# Every 6 months Uber should reset all ratings to 5.0 !



## joe flood (Jun 4, 2015)

I now understand ty all


----------



## alln (Jun 16, 2015)

joe flood said:


> This would help out with the rating scale and erase the accidental and drunk bad ratings or drop ur 2 lowest ratings every month!


I heard you but Uber is deaf


----------



## joe flood (Jun 4, 2015)

alln said:


> I heard you but Uber is deaf


LOL........ _get worried that I get 5's for 3 days then one fare IDK gibes me a low rating and drops me I need to step it up I guess, ! LOL_


----------



## Disgusted Driver (Jan 9, 2015)

Welcome to my world, I'm a 4.67. I do 5 work reliably but according to the ratings, I must have a psychotic episode every 50 pax or so and earn a 1 or 2. I need to tell the voices to stop asking me questions.


----------



## Huberis (Mar 15, 2015)

Careful what you wish for. As time goes by, with more rides under your belt, your ratings should become more stable. If they reset your rating, that would mean the counter would be reset from xnumber of rides/500 to 1/500. Nothing would really change, it would be worse for you.

Any wishful thinking concerning rating system is reform ignores that fact that it is intentionally skewed and intended to manipulate. Case in point: why did they pick 4.6 for a cutoff point, what does it really indicate? The answer is little except 90% of the active drivers fall above it.

It is and always will be tougher to raise your rating than lower it. reseting it will only offer very temporary relief. Your best bet if you are worried is to simply keep driving and logging rides. It all comes out in the wash that way.


----------



## Huberis (Mar 15, 2015)

Disgusted Driver said:


> Welcome to my world, I'm a 4.67. I do 5 work reliably but according to the ratings, I must have a psychotic episode every 50 pax or so and earn a 1 or 2. I need to tell the voices to stop asking me questions.


You need a reset every 51 pax then. Tell Travis to get on it. Given how irrational pax can be - I can't see how the rating system could ever work, I don't care what kind of statistical method they might employ.


----------



## joe flood (Jun 4, 2015)

Huberis said:


> Careful what you wish for. As time goes by, with more rides under your belt, your ratings should become more stable. If they reset your rating, that would mean the counter would be reset from xnumber of rides/500 to 1/500. Nothing would really change, it would be worse for you.
> 
> Any wishful thinking concerning rating system is reform ignores that fact that it is intentionally skewed and intended to manipulate. Case in point: why did they pick 4.6 for a cutoff point, what does it really indicate? The answer is little except 90% of the active drivers fall above it.
> 
> It is and always will be tougher to raise your rating than lower it. reseting it will only offer very temporary relief. Your best bet if you are worried is to simply keep driving and logging rides. It all comes out in the wash that way.

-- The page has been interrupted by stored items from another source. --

PR #190, opened 2021-01-20
Live edge change

matt-stephenson:
📺 What

Update the `isPlayingAtLiveEdge` API function.

> Tickets: N/A

🛠 How

Moves the `isPlayingAtLiveEdge` function to follow the same pattern as the stored `endOfStream` state which is returned through time updates and state changes. This is due to some devices not playing close enough to the live edge when started up for this function to report the playback as live.


jlks (approved):
Seems ok. Here was the original implementation for reference: https://github.com/bbc/bigscreen-player/pull/74

PR #192, opened 2021-02-05
Update isFirstManifest Logic to only compare Hosts 

ShiningTrapez:
📺 What

Currently, in some instances the first CDN is skipped as our check to determine whether it is the first CDN or not fails due to the `serviceLocation` URL from the manifest not always matching the CDN URLs passed in exactly.

> Tickets: IPLAYERTVV1-12007

🛠 How

Updates the logic for `isFirstManifest` to compare the domain of the serviceLocation instead of the full URL. This method uses a regex to pull out the hostname.

### DIFF
--- a/script-test/mediasourcestest.js
+++ b/script-test/mediasourcestest.js
@@ -241,7 +241,7 @@ require(
         });
       });
 
-      fdescribe('isFirstManifest', function () {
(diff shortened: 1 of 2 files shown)


Luke-Chatburn (approved):
Seems so complicated, but if it works 👍

PR #193, opened 2021-02-16
Subtitles Customisation API

jamierbower:
📺 What

- Customisable subtitles.
- Preview subtitles functionality.

[Add the jira ticket and/or the ADR to this PR]
> Tickets: [IPLAYERTVV1-11932](https://jira.dev.bbc.co.uk/browse/IPLAYERTVV1-11932)

🛠 How

**Customisation API**:
- pass customisation options into imsc library. 

```
customisationOptions = { 
  size: Number,
  lineHeight: Number,
  backgroundColour: CSS String,
  fontFamily: String
}
```
Note: the `size` and `lineHeight` properties are on a scale from 0 - 1 (you can pass in bigger numbers but 1 is the authored size)

**Preview Subtitles API**:
- pass an example xml string, customisation options and a safe area for the preview to be rendered in. The preview can be removed from screen using a remove preview function.
- We expect the XML string to be compliant with IMSC 1

```safeArea = { left: Number } ```

Note: the `left` property is a percentage value between 0-100. We only take in to account left value for the safe area.

✅ Testing 
[MANDATORY for contributions being tested and released by the contributing team]

| ---- | ---- |

♿  Accessibility

adds the ability to increase the size of the subtitles.

 ✅ Acceptance criteria 

[MANDATORY for cross-team reviews]
* [X] [Add the acceptance criteria or some from the linked ticket number]
* [ ] [Mark correctly if it is covered in this PR or not]


matt-stephenson (approved):
Looks good, nice work.

I might have missed it, but I don't think I saw tearDown being tested on the Subtitles anymore, where as it was when it was in playerComponent.

It looks like the example string should be passed in as an XML formatted sting in the form needed by imsc.js. Was it considered to maybe pass in a simple string, and this code format that to a valid XML subs string?

jamierbower:
tearDown gets called in bsp's tearDown.

matt-stephenson:
> tearDown gets called in bsp's tearDown.

Yep, but I don't think there's a unit test to ensure that.

jamierbower:
good shout!

PR #197, opened 2021-03-02
BaseUrl failover for CDNs without a BaseUrl in the manifest (MSE Strategy)

jlks:
📺 What

Playback can failover with minimal user impact using the internal dash.js failover mechanism. Normally this would require an array of BaseUrls to be supplied in the Dash MPD, but this works around that mechanism and allows it to be done without.

🛠 How

- Ignore that there isn't a `BaseUrl` in the parsed manifest.
- Assume the content paths are the same across the supplied CDNs (see use of sources in `ManifestUpdater`).
- Refactor the code to be more readable.

✅ Testing 
| ---- | ---- |

### DIFF
--- a/script/manifest/manifestmodifier.js
+++ b/script/manifest/manifestmodifier.js
@@ -51,7 +51,6 @@ define('bigscreenplayer/manifest/manifestmodifier',
     function generateBaseUrls (manifest, sources) {
       var baseUrl = extractBaseUrl(manifest);
       var baseUrls = [];
-      // if (!baseUrl) return;
 
       function generateBaseUrl (source, priority, serviceLocation) {
         return {
--- a/script/manifest/manifestmodifier.js
+++ b/script/manifest/manifestmodifier.js
@@ -51,7 +51,7 @@ define('bigscreenplayer/manifest/manifestmodifier',
     function generateBaseUrls (manifest, sources) {
       var baseUrl = extractBaseUrl(manifest);
       var baseUrls = [];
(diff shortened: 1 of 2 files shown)


script/manifest/manifestmodifier.js
```diff
@@ -61,23 +72,36 @@ define('bigscreenplayer/manifest/manifestmodifier',
         };
       }
 
-      if (baseUrl.match(/^https?:\/\//)) {
+      function removeUnusedPeriodAttributes () {
+        if (manifest.Period && manifest.Period.BaseURL) delete manifest.Period.BaseURL;
+        if (manifest.Period && manifest.Period.BaseURL_asArray) delete manifest.Period.BaseURL_asArray;
```
domjacks, line 77: Will this mean that in the case that a manifest _did_ contain a `BaseURL_asArray` attribute, we'd always delete it?

jlks: It always gets removed from the `manifest.Period` but is always set on `manifest.BaseURL_asArray`.

domjacks: What happens if a manifest already has both a `manifest.Period` and `manifest.BaseURL_asArray`? Would we want to be deleting/overriding those?

domjacks (approved):

script/manifest/manifestmodifier.js
jlks: Picked up offline!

Ahh I understand ! so the more rides the better in the long run!


----------



## joe flood (Jun 4, 2015)

Disgusted Driver said:


> Welcome to my world, I'm a 4.67. I do 5 work reliably but according to the ratings, I must have a psychotic episode every 50 pax or so and earn a 1 or 2. I need to tell the voices to stop asking me questions.

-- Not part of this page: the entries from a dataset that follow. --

PR #201, opened 2021-03-23
Live subtitles

matt-stephenson:
📺 What

Adds ability to display subtitles for LIVE content

> Tickets: IPLAYERTVV1-11997

🛠 How

Moves loading of captions xml into subtitle containers (imsc and legacy). For live playback using imsc.js, individual fragments are downloaded when needed. The correct segment to render is determined and passed to imsc.js.

✅ Testing [Semi-optional]
[MANDATORY for contributions being tested and released by the contributing team]

| ---- | ---- |

♿  Accessibility [optional]

Adds the ability to display subtitles for live content.

### DIFF
--- a/script-test/subtitles/imscsubtitles.js
+++ b/script-test/subtitles/imscsubtitles.js
@@ -13,9 +13,7 @@ require(
       var fromXmlReturn;
       var mediaPlayer;
       var subtitles;
-      var stubCaptions = {
-        captionsUrl: 'http://stub-captions.test'
-      };
+      var stubCaptions;
 
       var loadUrlMock;
       var loadUrlStubResponseXml = '<?xml>';
@@ -23,6 +21,10 @@ require(
 
       beforeEach(function (done) {
         injector = new Squire();
+
+        stubCaptions = {
+          captionsUrl: 'http://stub-captions.test'
+        };
 
         mediaPlayer = jasmine.createSpyObj('mediaPlayer', ['getCurrentTime']);
         jasmine.clock().install();
@@ -327,6 +329,61 @@ require(
           expect(imscMock.fromXML).toHaveBeenCalledTimes(1);
           expect(imscMock.generateISD).toHaveBeenCalledTimes(1);
           expect(imscMock.renderHTML).toHaveBeenCalledTimes(1);
+        });
+      });
+
+      describe('Live subtitles', function () {
+        it('should load the first three segments with correct urls on instantiation', function () {
+          stubCaptions = {
+            captionsUrl: 'https://captions/$segment$.test',
+            segmentLength: 3.84
+          };
+
+          mediaPlayer.getCurrentTime.and.returnValue(10);
+          // 1614769200000 = Wednesday, 3 March 2021 11:00:00
+          subtitles = ImscSubtitles(mediaPlayer, stubCaptions, false, mockParentElement, {}, 1614769200000);
+
+          expect(loadUrlMock).toHaveBeenCalledWith('https://captions/420512815.test', jasmine.any(Object));
+          expect(loadUrlMock).toHaveBeenCalledWith('https://captions/420512816.test', jasmine.any(Object));
+          expect(loadUrlMock).toHaveBeenCalledWith('https://captions/420512817.test', jasmine.any(Object));
+        });
+
+        it('should load the fragment two segments ahead of current time at a frequency of segmentLength', function () {
+          stubCaptions = {
+            captionsUrl: 'https://captions/$segment$.test',
+            segmentLength: 3.84
+          };
+
+          mediaPlayer.getCurrentTime.and.returnValue(10);
+          // 1614769200000 = Wednesday, 3 March 2021 11:00:00
+          subtitles = ImscSubtitles(mediaPlayer, stubCaptions, false, mockParentElement, {}, 1614769200000);
+
+          loadUrlMock.calls.reset();
+          mediaPlayer.getCurrentTime.and.returnValue(13.84);
+          jasmine.clock().tick(3.84 * 1000);
+
+          // At 13.84 seconds, we should be loading the segment correseponding to 21.52 seconds
+          // 1614769221520 = Wednesday, 3 March 2021 11:00:21.52
+          expect(loadUrlMock).toHaveBeenCalledWith('https://captions/420512818.test', jasmine.any(Object));
+        });
+
+        it('should not load a fragment if fragments array already contains it', function () {
+          stubCaptions = {
+            captionsUrl: 'https://captions/$segment$.test',
+            segmentLength: 3.84
+          };
+
+          subtitles = ImscSubtitles(mediaPlayer, stubCaptions, false, mockParentElement, {}, 1614769200000);
+
+          loadUrlMock.calls.reset();
+          mediaPlayer.getCurrentTime.and.returnValue(13.84);
+          jasmine.clock().tick(3.84 * 1000);
+
+          expect(loadUrlMock).toHaveBeenCalledOnceWith('https://captions/420512818.test', jasmine.any(Object));
+
+          jasmine.clock().tick(3.84 * 1000);
+
+          expect(loadUrlMock).toHaveBeenCalledOnceWith('https://captions/420512818.test', jasmine.any(Object));
         });
       });
     });
--- a/script-test/subtitles/imscsubtitles.js
+++ b/script-test/subtitles/imscsubtitles.js
@@ -372,6 +372,7 @@ require(
       });
 
       describe('Live subtitles', function () {
+        var epochStartTimeMilliseconds = 1614769200000; // Wednesday, 3 March 2021 11:00:00
         beforeEach(function () {
           stubCaptions = {
             captionsUrl: 'https://captions/$segment$.test',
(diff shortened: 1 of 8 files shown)


script/subtitles/imscsubtitles.js
```diff
@@ -84,24 +146,43 @@ define('bigscreenplayer/subtitles/imscsubtitles',
...
+      function render (currentTime, xml) {
         removeCurrentSubtitlesElement();
 
         currentSubtitlesElement = document.createElement('div');
         currentSubtitlesElement.id = 'bsp_subtitles';
         currentSubtitlesElement.style.position = 'absolute';
         parentElement.appendChild(currentSubtitlesElement);
 
-        renderHTML(xml, currentTime, currentSubtitlesElement, imscRenderOpts, parentElement.clientHeight, parentElement.clientWidth);
+        return renderHTML(xml, currentTime, currentSubtitlesElement, imscRenderOpts, parentElement.clientHeight, parentElement.clientWidth);
```
domjacks, line 185: Any particular reason to return the result of the function here?

matt-stephenson: No, good spot. A hangover from when we did need to with the way we were checking if something had already been rendered.

script-test/subtitles/imscsubtitles.js
```diff
@@ -275,16 +371,369 @@ require(
         });
       });
 
-      describe('example rendering', function () {
-        it('should call fromXML, generate and render when renderExample is called', function () {
-          subtitles = ImscSubtitles(mediaPlayer, { xml: '', text: stubResponse }, false, mockParentElement, {});
-          imscMock.fromXML.calls.reset();
+      describe('Live subtitles', function () {
```
jlks, line 374: Does this make sense as a describe block given you're testing all of the functionality in here now?

script/bigscreenplayer.js
```diff
@@ -132,10 +132,11 @@ define('bigscreenplayer/bigscreenplayer',
 
         subtitles = Subtitles(
           playerComponent,
-          bigscreenPlayerData.media.captionsUrl,
+          bigscreenPlayerData.media.captions || { captionsUrl: bigscreenPlayerData.media.captionsUrl },
```
jlks, line 135: This looks like it extends the data model passed in to bigscreen player, maybe worth commenting and/or updating the docs

script/subtitles/imscsubtitles.js
```diff
@@ -4,28 +4,106 @@ define('bigscreenplayer/subtitles/imscsubtitles',
...
     'bigscreenplayer/plugins',
-    'bigscreenplayer/utils/playbackutils'
+    'bigscreenplayer/utils/playbackutils',
+    'bigscreenplayer/utils/loadurl'
   ],
-  function (IMSC, DOMHelpers, DebugTool, Plugins, Utils) {
+  function (IMSC, DOMHelpers, DebugTool, Plugins, Utils, LoadURL) {
     'use strict';
-    return function (mediaPlayer, response, autoStart, parentElement, defaultStyleOpts) {
+    return function (mediaPlayer, captions, autoStart, parentElement, defaultStyleOpts, windowStartTime) {
```
jlks, line 12: Suggestion: If you passed in mediasources you'd have access to `getWindowStartTime()` and also a reasonable place to put your segment calculation logic.

script/subtitles/imscsubtitles.js
```diff
@@ -4,28 +4,106 @@ define('bigscreenplayer/subtitles/imscsubtitles',
...
+          // This is to ensure when seeking to a point with no subtitles, don't leave previous subtitle displayed.
+          removeCurrentSubtitlesElement();
+        }
+
+        segmentsToLoad.forEach(function (segmentNumber) {
+          loadSegment(captions.captionsUrl, segmentNumber);
+        });
+      }
+
+      function calculateSegmentNumber (offset) {
```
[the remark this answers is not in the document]
Luke-Chatburn: Moved this into timeUtils and this also helped us spot that we don't need to keep calculating the current segment. However, don't think this has really given any value to the readability of the code as it was just a simple division.

script/bigscreenplayer.js
domjacks: We spoke about this briefly. I think ideally we would converge on a single data model ie. `captions` object. But given that would be a breaking API change, we can guard against it for now, document it and look to simplify in the future. 

Unless we think we can just update this now, do the docs and make it clear in semver the breaking change?

script/subtitles/imscsubtitles.js
```diff
@@ -138,10 +212,33 @@ define('bigscreenplayer/subtitles/imscsubtitles',
...
       }
 
+      function modifyStyling (xml) {
+        if (liveSubtitles) {
+          xml.head.styling.initials = defaultStyleOpts.initials;
+        }
+        return xml;
+      }
+
+      function timeIsValid (time) {
```
domjacks, line 222: Is this another candidate for timeutils? Or is it IMSC subs specific?

script/subtitles/imscsubtitles.js
```diff
@@ -4,28 +4,106 @@ define('bigscreenplayer/subtitles/imscsubtitles',
...
+          onLoad: function (responseXML, responseText, status) {
+            if (!responseXML && !liveSubtitles) {
+              DebugTool.info('Error: responseXML is invalid.');
+              Plugins.interface.onSubtitlesTransformError();
+              stop();
+              return;
+            }
+
+            try {
+              var xml = IMSC.fromXML(responseText.split(/<\?xml version=\"1.0\" encoding=\"UTF-8\"\?>/i)[1] || responseText);
```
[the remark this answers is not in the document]
Luke-Chatburn: Live subtitles contain more than just the XML in the response which is why we need to split. The XML header which we split on isn't needed to be considered valid XML.

script/subtitles/imscsubtitles.js
```diff
@@ -84,24 +146,43 @@ define('bigscreenplayer/subtitles/imscsubtitles',
...
+        if (segment) {
+          DebugTool.keyValue({key: 'segmentToRender', value: 'true'});
+          render(currentTime, segment.xml);
+        } else {
+          DebugTool.keyValue({key: 'segmentToRender', value: 'false'});
         }
       }
 
-      function render (currentTime) {
+      function getSegmentToRender (currentTime) {
```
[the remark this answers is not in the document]
Luke-Chatburn: We made a decision to use the term segment instead of fragment.

script/bigscreenplayer.js
Luke-Chatburn: Yes, we plan on updating the docs for BSP with live subtitle information. We intentionally built it this way so it worked with the old method and VOD subs wouldn't require testing for our earlier upstream changes. My plan was to create more work to be done after that was go to one data model. I didn't expect us to make so many VOD changes as part of this work but I still feel we made the right decision to break up the work this way.

script/subtitles/imscsubtitles.js
Luke-Chatburn: Since currently subtitles is only interested in windowStartTime I feel it makes more sense to just pass it in directly.

script/subtitles/imscsubtitles.js
Luke-Chatburn: timeIsValid in this context is very live subtitle specific and is just our way of protecting us from requesting segments that are not needed when the player time isn't correct yet.

domjacks: 👍

script/subtitles/imscsubtitles.js
```diff
@@ -138,10 +219,33 @@ define('bigscreenplayer/subtitles/imscsubtitles',
         }
       }
 
+      function modifyStyling (xml) {
+        if (liveSubtitles) {
+          xml.head.styling.initials = defaultStyleOpts.initials;
```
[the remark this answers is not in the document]
Luke-Chatburn: Is this not protected by the try catch in loading of segments?

script/subtitles/imscsubtitles.js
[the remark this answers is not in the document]
domjacks: Is there an industry standard naming convention? I know in the BBC guidelines we tend to use fragment. What does DASH or the TextTrack API use for example?

It could be useful to be able to distinguish between media segments and subtitle fragments 🤷

script/bigscreenplayer.js
domjacks: Yep, I agree @Luke-Chatburn. I think this was a sensible approach 🚀

script/subtitles/imscsubtitles.js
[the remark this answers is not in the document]
Luke-Chatburn: No idea. We originally had segment/fragment everywhere and it was more confusing, fragmented / segmented mean the same thing to me. Since we fetch captions using the same method as media it made more sense to use segment.

script/subtitles/imscsubtitles.js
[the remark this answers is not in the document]
domjacks: I guess it depends what we want to do in the situation that the values don't exist. Do we want to no show subs, or show subs in an unstyled manner.

script/subtitles/imscsubtitles.js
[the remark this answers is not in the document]
domjacks: As long as we converge on one or the other and we're not mixing within the same context (ie. always referenced as segment in this code) then I guess it's fine for now. We can always agree on better naming another time. 

Unless there are strong thoughts otherwise?

script/subtitles/imscsubtitles.js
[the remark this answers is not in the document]
matt-stephenson: So this will currently show subs without this styling override. As part of future work we could emit another event through the plugins so that clients could monitor errors in this case.

script/subtitles/imscsubtitles.js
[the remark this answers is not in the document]
domjacks: My gut feeling says we shouldn't mutate the XML object by stripping the head off. 

However if IMSC accepts it then it's likely fine. Hoping we don't get tripped up by this in the future though if we were to use the XML for something else further in the code.

The reason I say this is because removing the encoding declaration _could_ be an issue. But I imagine parsers autodetect this stuff so it should be fine.

domjacks (approved):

Like I am looking in a mirror lol


----------



## Huberis (Mar 15, 2015)

joe flood said:


> Ahh I understand ! so the more rides the better in the long run!


I would think that part of their claim is true. I should written it out better: Your average over 500 rides versus your average over 5 rides or even 50.

Bottom line is having your average reset every x number of rides or months isn't the answer. The system is intended to manipulate drivers asat.


----------



## joe flood (Jun 4, 2015)

Huberis said:


> I would think that part of their claim is true. I should written it out better: Your average over 500 rides versus your average over 5 rides or even 50.
> 
> Bottom line is having your average reset every x number of rides or months isn't the answer. The system is intended to manipulate drivers asat.


Got ya I guess I worry also so much that the PAX's have this control over us!


----------



## Huberis (Mar 15, 2015)

joe flood said:


> Got ya I guess I worry also so much that the PAX's have this control over us!


The pax have zero control over you. Uber is leveraging their clueless nature to manipulate you. Think about it. What exactly is a 4.6? What is the metric pax are supposed to apply to rating? Are pax permitted to rate a driver while inebriated? The pax have zero control, they barely have a clue about the consequences of their vote.

Uber would love it if every driver assigned their pax with such authority. It would and does force a driver to focus on problems that more than likely aren't real. They don't exist. The rating system from what I can tell is just a method Uber uses to control you and keep you in your place. They sacrifice perhaps 10% of their drivers, some good some bad in order to be able to do just that.

It means nothing. The nature of it all does seem to suggest that many drivers ruminate over which pax ****ed 'em and what a dick they were for doing it, when they would be far better off directing their rage at Travis.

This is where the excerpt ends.